‘City Slickers’ Shows That The 1990s Were a High Point for Comedy Westerns

Movies


The Big Picture

  • City Slickers is an endearing story of friendship, aging, mortality, and appreciating the life one is given.
  • The movie successfully blends drama, adventure, and comedy, drawing on classics in the Western comedy genre.
  • City Slickers helped fuel the slight resurgence of Westerns in the nineties and made a hefty profit, despite being an unusual genre mashup.


The early ’90s were arguably one of the most interesting and transformative periods in film history. After a decade that was largely concerned with big emotions and even bigger visuals, the shift came in the form of an indie overhaul in what has become a tale as old as time. In that intermediate period, however, the direction that popular cinema was going to go remained nebulous at best. One year before Reservoir Dogs changed the game, City Slickers signaled a parallel but less radical overhaul in the form of the postmodern Western comedy. Long before The Ballad of Buster Scruggs but way after Blazing Saddles, City Slickers is a schmaltzy but endearing story of friendship, aging, mortality, and appreciating the life one is given.

City Slickers

On the verge of turning 40, an unhappy Manhattan yuppie is roped into joining his two friends on a cattle drive in the southwest.

Release Date
June 7, 1991

Director
Ron Underwood

Runtime
113 minutes

Rating
PG-13

Main Genre
Comedy


What Is ‘City Slickers’ About?

City Slickers revolves around a trio of friends, Mitch (Billy Crystal), Ed (Bruno Kirby) and Phil (Daniel Stern) who have reached middle age and are encountering a midlife crisis. They all have a multitude of personal and professional woes, and decide to go on a two-week cattle drive spanning New Mexico and Colorado in order to find some solace from their unsatisfying lives. They are exposed to a lifestyle that challenges and pushes them, and they gain insight about themselves along the way. The movie is extremely introspective, even if it does have a bad case of telling instead of showing its story.
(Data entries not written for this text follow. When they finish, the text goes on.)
PR #1065, opened 2026-07-28
feat: #1060 1060-problem-redisqueueadapter

christrudelpw:
## Summary

Closes #1060

---


packages/orchestrator/src/services/worker-dispatcher.ts
```diff
@@ -257,24 +257,20 @@ export class WorkerDispatcher {
...
+    // its in-flight-SET membership (via `HDEL claimed` / `DEL heartbeat` /
+    // `ZADD pending` with no `SREM`). After the invariant fix, the itemKey
+    // is still in the in-flight SET after CLAIM, so a naked `enqueue()`
+    // here would be dropped by the new dedupe and leave the item
+    // orphan-claimed. Priority-tier divergence (release re-pends at `retry`,
+    // not `resume`): acceptable per research.md § Decision 3 Option R1.
     const itemKey = `${worker.item.owner}/${worker.item.repo}#${worker.item.issueNumber}`;
-    const isDuplicate = existingItems.some(
-      (qi) => `${qi.item.owner}/${qi.item.repo}#${qi.item.issueNumber}` === itemKey,
+    await this.queue.release(targetWorkerId, worker.item);
```
christrudelpw: **BLOCKING** `release()` has no in-flight/pending guard, and this PR deletes the `getQueueItems` duplicate check that was covering that gap — so the lease-expiry path can still produce two pending members for one itemKey, which is this issue's headline bug.

**Failure scenario:** The fix restores the invariant on `enqueue()` and then routes the lease-expiry path away from `enqueue()` to `release()`. But `release()` re-pends with a raw, unguarded `ZADD` (`redis-queue-adapter.ts:692`) — it never consults the in-flight SET and never checks whether a pending member for that itemKey already exists. Its else-branch runs whenever `attemptCount < maxRetries`, including when `hget(claimedKey, itemKey)` returned null.

Concrete sequence, with #1056's orphan reaper (merged `afab7d58`) as the concurrent actor:

1. Worker A claims `owner/repo#N`. In-flight SET holds the itemKey; claimed hash holds the payload.
2. Worker A dies. Its heartbeat key expires.
3. `reapOrphanClaims` sweeps it. `RECLAIM_ORPHAN_SCRIPT` does `HDEL claimed` + `ZADD pending <reclaim-payload>` and deliberately omits `SREM`, so the in-flight member survives. **Pending now has one member.**
4. The lease manager independently observes the same dead worker and fires `lease:expired` → `handleLeaseExpired` → `await this.queue.release(targetWorkerId, worker.item)`.
5. `release()` runs `hget(claimedKey, itemKey)` → **null** (the reaper already HDEL'd it) → `attemptCount = 0` → `0 >= 3` is false → else-branch → `ZADD pending <retry-payload>`.
6. The reaper's payload and release()'s payload differ in `queueReason` / `priority` / `attemptCount` / `enqueuedAt`. Redis ZSETs key on the member string, so these are **two distinct members for one itemKey**.
7. Two `CLAIM_SCRIPT` calls ZPOPMIN both and HSET them under two different workers → **two concurrent workers on one issue, conflicting pushes to one branch.**

That is step-for-step the failure sequence in this issue's own description, reached through `release()` instead of `enqueue()`.

The orphan reaper is not required to trigger this — it is just the most likely concurrent actor, since it and the lease manager are two independent detectors of the same event (a dead worker), so both firing is the expected case rather than an edge case. Any path that re-pends an item whose claim has already been cleared reaches the same place.

What makes this a regression rather than a pre-existing hole: the code being deleted here was the guard. The old `handleLeaseExpired` scanned `getQueueItems(0, 100)` for a pending entry matching `owner/repo#N` and skipped the re-enqueue when it found one. That check is exactly what stopped the duplicate member from being created. Replacing it with an unguarded `release()` removes the protection while the PR's stated purpose is to add protection.

Fix: `release()`'s retry branch needs the same in-flight/pending discipline `enqueue()` just gained — either a Lua guard that refuses to `ZADD` when a pending member for the itemKey already exists, or an explicit early return when `claimedRaw` is null (nothing was claimed, so there is nothing to release, and some other actor has already re-pended). The second is smaller and directly closes the sequence above. Whichever you pick, please pin it with a test that runs the reaper and the lease-expiry handler against one claimed item and asserts `ZCARD pending === 1`.

packages/orchestrator/src/services/worker-dispatcher.ts
```diff
@@ -257,24 +257,20 @@ export class WorkerDispatcher {
...
+    this.logger.info(
+      { itemKey, workerId: targetWorkerId },
+      'Re-enqueued via release() after lease expiry',
```
christrudelpw: **BLOCKING** Routing lease expiry through `release()` silently makes lease expiry consume a retry attempt and dead-letter the issue after 3 — a work-loss policy change that is in neither the spec, the plan note, nor the changeset, and that no test covers.

**Failure scenario:** Old path: `enqueue({...worker.item, priority: 0, queueReason: 'resume', enqueuedAt: now})`. No attempt increment, no dead-letter branch. A lease expiry could never terminate an issue.

New path: `release(targetWorkerId, worker.item)` → `attemptCount = parsed.attemptCount + 1` → `if (attemptCount >= this.maxRetries)` → dead-letter: `HDEL claimed`, `DEL heartbeat`, `ZADD dead-letter`, **`SREM in-flight`**. `maxRetries` defaults to 3 (`redis-queue-adapter.ts:195`).

So: an issue whose worker's lease expires three times over its lifetime is moved to `orchestrator:queue:dead-letter` and removed from the in-flight SET. It is never dispatched again. Its `agent:in-progress` label remains, its `process:` label was consumed at intake, and `markProcessed` already fired — so nothing re-enqueues it. The only signal is a single `warn` line. The issue stalls permanently, which is the shape of wedge #1054 was filed to eliminate.

The three expiries need not be consecutive or related: `attemptCount` is cumulative and persisted in the claimed-hash payload. Lease expiry fires on orchestrator restart, worker OOM-kill, container redeploy, and relay disconnect — none of which say anything about whether the work is failing. `maxRetries` is tuned for handler failures; this change makes one counter serve both, so two genuine handler failures plus one orchestrator restart dead-letters the issue.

Billy’s Crystal’s Mitch is expectedly witty, quipping his way through the movie’s antics. After assisting in a birth on the farm they’re residing at, Mitch forms a paternalistic bond with a calf whose mother dies during childbirth. It’s a nice metaphor for Mitch’s reawakening to his own responsibilities and identity as a father, and adds a tenderness to his character. The themes of the film are laid out pretty plainly, but are communicated effectively and clearly. The idea of a cowboy putting on his hat one more time before riding out into the sunset is nothing new, but City Slickers subverts the trope by making the “cowboys” three middle-aged, suburban men who need to become cowboys for a couple of weeks in order to rediscover themselves.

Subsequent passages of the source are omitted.